── Given records ──

PR #412, opened 2022-12-30
perf(parser): Reduce error type's size

epage:
This ends up being a wash or worse performance
- Success route is about 6 pointers
- Failure was about 8 pointers but this dropped it to 7.

Overall, we'd need more reduction in size on both branches before we could see performance improvements.


epage:
Similarly, when introducing `nom8::input::Located`, I tried to put the location in the error, rather than the pointer, and it similarly made things worse.  I also tried `IntoOutput::into_outout` without gains

Issue #287, opened 2021-12-31
Rendering of strings doesn't match toml-rs


epage:
While we intentionally chose to prefer `"` over `'` when no escaping is needed (because this is most likely what users will do), we should probably use `"""` to avoid quoting `"` in strings.

We also need to look into our `\t` handling.

Compare
- [toml-rs pretty_tricky](https://github.com/alexcrichton/toml-rs/blob/master/test-suite/tests/pretty.rs#L178)
- Our pretty_tricky added in https://github.com/ordian/toml_edit/pull/286

epage:
See also #752

epage:
At this point, this likely doesn't matter

PR #470, opened 2023-01-19
feat(toml)!: Update generator by using `toml_edit`

### LINKED ISSUE #396: More `Error(UnsupportedType)` Feedback
Really helpful library, thanks so much for your work on it. 

This issue is borne of https://github.com/dan-fritchman/Layout21/issues/33, in which: 

* I have a big tree of `struct`s, with lots of fields, internal types, and external types along the way
* I pass the biggest top-most one to `toml::to_string()`
* What comes back is this:

```
failures:

---- tests::empty_lib_to_toml stdout ----
thread 'tests::empty_lib_to_toml' panicked at 'save failed: Error(UnsupportedType)', gds21/src/tests.rs:214:50
note: run with `RUST_BACKTRACE=1` environment variable to display a backtrace
```

Question: is there any good way to get more than `UnsupportedType` as feedback here?  
(Set a setting, submit a PR to improve the error message, whatever.) 

Thanks again!

epage:
This is the other main half of #340.  Still have deprecations and tests left

Note that strings are rendered differently, see #287

By extension this also finishes up #396.

BREAKING CHANGES
- `impl Display for toml::Value` now renders as values, not documents, see instead `Table`
- `toml::ser::Serializer` only serializes documents, instead see `toml::ser::ValueSerializer`
- `toml::ser::tables_last` is removed, no longer needed
- `toml::ser::to_vec` is removed to mirror the loss of `from_slice`
- atm `toml::ser::to_string_pretty` just causes larger arrays to be indented
- `toml::ser::Error` is now opaque
- `toml::ser::Serializer::pretty_string` was removed
- `toml::ser::Serializer::pretty_string_literal` was removed
- `toml::ser::Serializer::pretty_array` was removed
- `toml::ser::Serializer::pretty_array_indent` was removed
- `toml::ser::Serializer::pretty_array_trailing_comma` was removed
- `toml::ser::Serializer` is now used used by value, rather than `&mut`

Fixes #396

### DIFF
--- a/crates/toml/src/fmt.rs
+++ b/crates/toml/src/fmt.rs
@@ -1,0 +1,68 @@
+#[derive(Copy, Clone)]
+pub(crate) struct DocumentFormatter {
+    pub(crate) multiline_array: bool,
+}
+
+impl Default for DocumentFormatter {
+    fn default() -> Self {
+        Self {
+            multiline_array: false,
+        }
+    }
+}
+
+impl toml_edit::visit_mut::VisitMut for DocumentFormatter {
+    fn visit_document_mut(&mut self, node: &mut toml_edit::Document) {
+        toml_edit::visit_mut::visit_document_mut(self, node);
+    }
+
+    fn visit_item_mut(&mut self, node: &mut toml_edit::Item) {
+        let other = std::mem::take(node);
+        let other = match other.into_table().map(toml_edit::Item::Table) {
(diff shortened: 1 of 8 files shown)


danieleades:
what should be used instead of `toml::to_vec`?

epage:
`toml::to_string(&data).into_bytes()`

PR #498, opened 2023-01-27
Turn off serde "derive" feature

dtolnay:
I think this is an unreasonably heavy dependency for this one trivial impl, especially in a module that already contains a 147-line bespoke Deserialize impl.


epage:
*shrug* It was going away soon anyways but sure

───

**What the exercise asks**
Take the lines above from the one containing "along the way" to the one containing "is removed to" and retype them exactly, both ends included, with nothing added.

**Response to the task**
* I have a big tree of `struct`s, with lots of fields, internal types, and external types along the way
* I pass the biggest top-most one to `toml::to_string()`
* What comes back is this:

```
failures:

---- tests::empty_lib_to_toml stdout ----
thread 'tests::empty_lib_to_toml' panicked at 'save failed: Error(UnsupportedType)', gds21/src/tests.rs:214:50
note: run with `RUST_BACKTRACE=1` environment variable to display a backtrace
```

Question: is there any good way to get more than `UnsupportedType` as feedback here?  
(Set a setting, submit a PR to improve the error message, whatever.) 

Thanks again!

epage:
This is the other main half of #340.  Still have deprecations and tests left

Note that strings are rendered differently, see #287

By extension this also finishes up #396.

BREAKING CHANGES
- `impl Display for toml::Value` now renders as values, not documents, see instead `Table`
- `toml::ser::Serializer` only serializes documents, instead see `toml::ser::ValueSerializer`
- `toml::ser::tables_last` is removed, no longer needed
- `toml::ser::to_vec` is removed to mirror the loss of `from_slice`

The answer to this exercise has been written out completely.